Task requirements: In the data below, find the line that contains "PR #268, opened 2017-05-23" and the line that contains "vojtechtrefny: Fixed, thanks.". Copy both, plus every line between them, exactly.
<<<<
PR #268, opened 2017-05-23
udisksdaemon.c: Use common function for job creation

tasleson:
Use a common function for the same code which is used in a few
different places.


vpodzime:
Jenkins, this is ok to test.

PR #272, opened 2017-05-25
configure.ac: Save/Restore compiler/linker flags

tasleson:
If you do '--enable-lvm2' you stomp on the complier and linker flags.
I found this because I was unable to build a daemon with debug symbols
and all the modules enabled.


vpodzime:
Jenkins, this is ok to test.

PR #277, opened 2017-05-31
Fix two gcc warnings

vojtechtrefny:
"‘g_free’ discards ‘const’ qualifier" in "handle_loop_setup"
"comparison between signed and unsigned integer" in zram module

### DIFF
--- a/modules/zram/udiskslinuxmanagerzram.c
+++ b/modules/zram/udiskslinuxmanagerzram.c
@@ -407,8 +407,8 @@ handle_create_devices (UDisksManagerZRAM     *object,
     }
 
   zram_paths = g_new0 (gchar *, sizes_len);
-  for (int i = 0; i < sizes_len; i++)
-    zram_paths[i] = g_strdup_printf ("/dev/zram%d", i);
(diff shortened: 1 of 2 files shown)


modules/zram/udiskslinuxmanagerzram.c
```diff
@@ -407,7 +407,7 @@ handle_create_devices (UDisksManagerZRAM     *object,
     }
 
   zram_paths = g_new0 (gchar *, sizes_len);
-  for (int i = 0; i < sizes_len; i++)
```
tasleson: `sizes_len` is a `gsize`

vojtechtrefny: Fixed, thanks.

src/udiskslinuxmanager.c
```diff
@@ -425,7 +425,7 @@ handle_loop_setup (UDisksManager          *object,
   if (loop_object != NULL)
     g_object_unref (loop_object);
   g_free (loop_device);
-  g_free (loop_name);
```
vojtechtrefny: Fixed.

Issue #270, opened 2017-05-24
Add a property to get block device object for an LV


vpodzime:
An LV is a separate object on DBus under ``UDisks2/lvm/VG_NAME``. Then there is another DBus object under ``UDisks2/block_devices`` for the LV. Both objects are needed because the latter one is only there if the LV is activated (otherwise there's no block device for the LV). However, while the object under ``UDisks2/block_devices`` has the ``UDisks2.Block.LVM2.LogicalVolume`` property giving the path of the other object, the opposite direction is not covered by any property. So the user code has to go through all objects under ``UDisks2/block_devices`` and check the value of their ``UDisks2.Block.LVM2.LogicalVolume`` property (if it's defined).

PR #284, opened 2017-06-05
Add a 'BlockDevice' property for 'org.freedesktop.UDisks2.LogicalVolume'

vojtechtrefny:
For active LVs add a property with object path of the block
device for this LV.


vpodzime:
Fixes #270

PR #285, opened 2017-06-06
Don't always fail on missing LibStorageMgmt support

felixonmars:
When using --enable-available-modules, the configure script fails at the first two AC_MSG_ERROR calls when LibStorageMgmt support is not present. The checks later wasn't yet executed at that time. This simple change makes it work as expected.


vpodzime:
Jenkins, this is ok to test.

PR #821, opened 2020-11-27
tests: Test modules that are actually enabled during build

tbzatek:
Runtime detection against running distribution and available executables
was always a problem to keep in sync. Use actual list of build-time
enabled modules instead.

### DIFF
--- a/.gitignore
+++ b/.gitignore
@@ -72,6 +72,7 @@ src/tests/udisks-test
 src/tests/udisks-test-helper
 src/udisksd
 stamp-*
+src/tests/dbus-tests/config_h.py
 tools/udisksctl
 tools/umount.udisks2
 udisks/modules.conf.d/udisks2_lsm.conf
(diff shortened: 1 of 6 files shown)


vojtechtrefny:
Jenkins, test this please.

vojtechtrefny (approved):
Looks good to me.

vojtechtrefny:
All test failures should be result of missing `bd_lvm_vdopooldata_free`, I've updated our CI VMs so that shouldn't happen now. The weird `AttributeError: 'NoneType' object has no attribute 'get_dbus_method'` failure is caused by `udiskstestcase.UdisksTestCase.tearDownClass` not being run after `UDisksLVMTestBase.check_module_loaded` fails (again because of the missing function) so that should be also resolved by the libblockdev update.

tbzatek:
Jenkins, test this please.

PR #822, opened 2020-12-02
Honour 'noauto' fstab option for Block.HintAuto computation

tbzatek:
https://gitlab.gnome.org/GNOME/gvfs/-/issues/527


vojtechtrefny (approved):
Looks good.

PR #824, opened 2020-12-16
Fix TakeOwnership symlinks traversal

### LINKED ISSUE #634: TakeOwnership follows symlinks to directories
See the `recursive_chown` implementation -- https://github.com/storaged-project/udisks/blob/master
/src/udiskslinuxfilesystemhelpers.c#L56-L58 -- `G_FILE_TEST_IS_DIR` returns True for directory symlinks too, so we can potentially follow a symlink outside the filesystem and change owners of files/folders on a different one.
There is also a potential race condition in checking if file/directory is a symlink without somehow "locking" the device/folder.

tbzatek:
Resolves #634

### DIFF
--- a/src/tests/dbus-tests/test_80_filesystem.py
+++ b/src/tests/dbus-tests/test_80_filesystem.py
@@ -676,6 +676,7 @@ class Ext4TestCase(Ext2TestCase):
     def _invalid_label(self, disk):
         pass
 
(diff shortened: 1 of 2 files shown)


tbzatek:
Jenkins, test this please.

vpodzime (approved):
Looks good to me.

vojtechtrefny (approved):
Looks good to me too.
>>>>
<<<<
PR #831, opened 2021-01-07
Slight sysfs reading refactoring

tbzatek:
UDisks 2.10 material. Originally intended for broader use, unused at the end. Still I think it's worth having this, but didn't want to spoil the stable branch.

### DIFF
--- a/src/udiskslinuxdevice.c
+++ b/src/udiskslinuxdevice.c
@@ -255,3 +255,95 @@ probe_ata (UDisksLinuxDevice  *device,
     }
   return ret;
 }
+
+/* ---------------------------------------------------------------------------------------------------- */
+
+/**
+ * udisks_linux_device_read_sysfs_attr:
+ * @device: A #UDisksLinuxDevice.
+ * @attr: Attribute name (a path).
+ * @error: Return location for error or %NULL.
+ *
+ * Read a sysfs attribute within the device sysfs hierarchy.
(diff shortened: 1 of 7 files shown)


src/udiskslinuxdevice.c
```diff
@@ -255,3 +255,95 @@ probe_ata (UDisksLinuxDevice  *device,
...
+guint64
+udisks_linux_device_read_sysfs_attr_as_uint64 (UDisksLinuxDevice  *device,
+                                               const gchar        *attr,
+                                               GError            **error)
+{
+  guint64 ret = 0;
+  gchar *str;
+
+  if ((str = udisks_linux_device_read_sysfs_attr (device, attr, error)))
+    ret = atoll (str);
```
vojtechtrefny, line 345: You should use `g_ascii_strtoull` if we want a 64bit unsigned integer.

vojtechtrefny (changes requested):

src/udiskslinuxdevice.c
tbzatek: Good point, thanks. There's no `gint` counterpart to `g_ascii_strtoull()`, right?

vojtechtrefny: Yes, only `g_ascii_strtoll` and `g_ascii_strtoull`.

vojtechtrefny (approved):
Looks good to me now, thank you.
>>>>
Finished exercise:
PR #268, opened 2017-05-23
udisksdaemon.c: Use common function for job creation

tasleson:
Use a common function for the same code which is used in a few
different places.


vpodzime:
Jenkins, this is ok to test.

PR #272, opened 2017-05-25
configure.ac: Save/Restore compiler/linker flags

tasleson:
If you do '--enable-lvm2' you stomp on the complier and linker flags.
I found this because I was unable to build a daemon with debug symbols
and all the modules enabled.


vpodzime:
Jenkins, this is ok to test.

PR #277, opened 2017-05-31
Fix two gcc warnings

vojtechtrefny:
"‘g_free’ discards ‘const’ qualifier" in "handle_loop_setup"
"comparison between signed and unsigned integer" in zram module

### DIFF
--- a/modules/zram/udiskslinuxmanagerzram.c
+++ b/modules/zram/udiskslinuxmanagerzram.c
@@ -407,8 +407,8 @@ handle_create_devices (UDisksManagerZRAM     *object,
     }
 
   zram_paths = g_new0 (gchar *, sizes_len);
-  for (int i = 0; i < sizes_len; i++)
-    zram_paths[i] = g_strdup_printf ("/dev/zram%d", i);
(diff shortened: 1 of 2 files shown)


modules/zram/udiskslinuxmanagerzram.c
```diff
@@ -407,7 +407,7 @@ handle_create_devices (UDisksManagerZRAM     *object,
     }
 
   zram_paths = g_new0 (gchar *, sizes_len);
-  for (int i = 0; i < sizes_len; i++)
```
tasleson: `sizes_len` is a `gsize`

vojtechtrefny: Fixed, thanks.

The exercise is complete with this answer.